It is perhaps the breadth and depth of the funding that best evidences what the Victorian Treasurer, John Palls, has called the “government’s optimism” in the role that startups and SMEs will play in Victoria’s post-COVID economic recovery.

Here’s a breakdown of some of the more headline announcements.

R&D

The VIC Government has flagged a move into the R&D lending market by pledging $50 million for an R&D cash flow loans initiative.

Startups and SMEs claiming the federal government’s R&D Tax Incentive will be able to apply for low-interest loans from the State Government, covering up to 80 per cent of their forecast refundable tax offset.

$2 Billion Breakthrough Victoria Fund

In one of the most significant investments any government has made in innovation for many years, the Vics have allocated $2 billion to a Breakthrough Victoria Fund. The funding is to be spent over 10 years and will be focused on supporting R&D in local businesses in sectors in which Victoria is already strong, namely life sciences, food and agriculture, manufacturing, clean energy and digital technologies.

LaunchVic Receives $40 Million Boost

LaunchVic is Victoria’s start-up agency. Its role is to grow the broader start-up ecosystem by investing in programs, projects and organisations that support startups and help them scale. In welcoming the additional funding, the Chair of LaunchVic, Leigh Jasper, said this multi-million commitment was “a vote of confidence in Victorian Startups’” and recognition that “startups are proven job multipliers”. In this last respect, studies show that for every high skilled job a start-up creates, a further five jobs are generated in associated service sectors.  This is just one of the many spillover benefits of cultivating entrepreneurship.  

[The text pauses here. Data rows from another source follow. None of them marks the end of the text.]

PR #1456, opened 2015-09-22
[proxy] fix race condition when waiting for containers to start

paulbellamy:
If ContainerStarted fired before the response handler, then the "waiter"
chan would be nil, and the response handler would hang.


paulbellamy:
Introduced in https://github.com/weaveworks/weave/pull/1210

PR #1460, opened 2015-09-22
Simplify ipam_cidrs function in weave script

bboreham:
Instead of duplicating most of the code, just inject an arg that has the same effect.

We lose a more specific error message when IPAM is disabled, but this seems like a niche interest.

Also, replace the `while [ $# -gt 0 ] ... shift` loop with a `for`.

### DIFF
--- a/weave
+++ b/weave
@@ -909,24 +909,14 @@ ipam_cidrs() {
     shift 1
     ALL_CIDRS=""
     IPAM_CIDRs=""
-    if [ $# -eq 0 ] ; then
-        # If no addresses passed in, get one in the default subnet
-        IPAM_CIDRS=$(call_weave POST /ip/$CONTAINER_ID$CHECK_ALIVE) || return 1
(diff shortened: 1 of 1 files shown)


weave
```diff
@@ -909,24 +909,14 @@ ipam_cidrs() {
...
-            echo "$IPAM_CIDRS" >&2
-            return 1
-        fi
-        ALL_CIDRS="$IPAM_CIDRS"
-    fi
-    while [ $# -gt 0 ] ; do
-        if [ "${1%:*}" = "net" ] ; then
-            if [ "$1" = "net:default" ] ; then
+    # If no addresses passed in, get one in the default subnet
+    [ $# -eq 0 ] && set -- net:default
```
rade: I tend to prefer writing these things s.t. the whole expression always succeeds, i.e. `[ $# -gt 0 ] || set -- net:default`.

Two other funds established by LaunchVic – the Victorian Start-Up Capital Fund and the Women’s Angel Sidecar Fund – were also the beneficiaries of funding boosts.

Victorian Startup Capital Fund

The Victorian Startup Capital Fund will receive $60.5 million over three years to support early-stage startups. This will inject much needed early stage funding into the start-up and VC ecosystem and will go a long way towards ensuring promising start ups can scale and become the unicorns of the future. 

It’s expected that the government’s investment will be matched by private sector investors (e.g. high-net-worth individuals and super funds) which would mean that the fund’s size could well double within the next couple of years.

Women’s Angel Sidecar Fund

In exciting news, $10 million has been allocated to the new Women’s Angel Sidecar Fund which is dedicated to helping women-led startups gain more ready access to capital to grow and scale.. 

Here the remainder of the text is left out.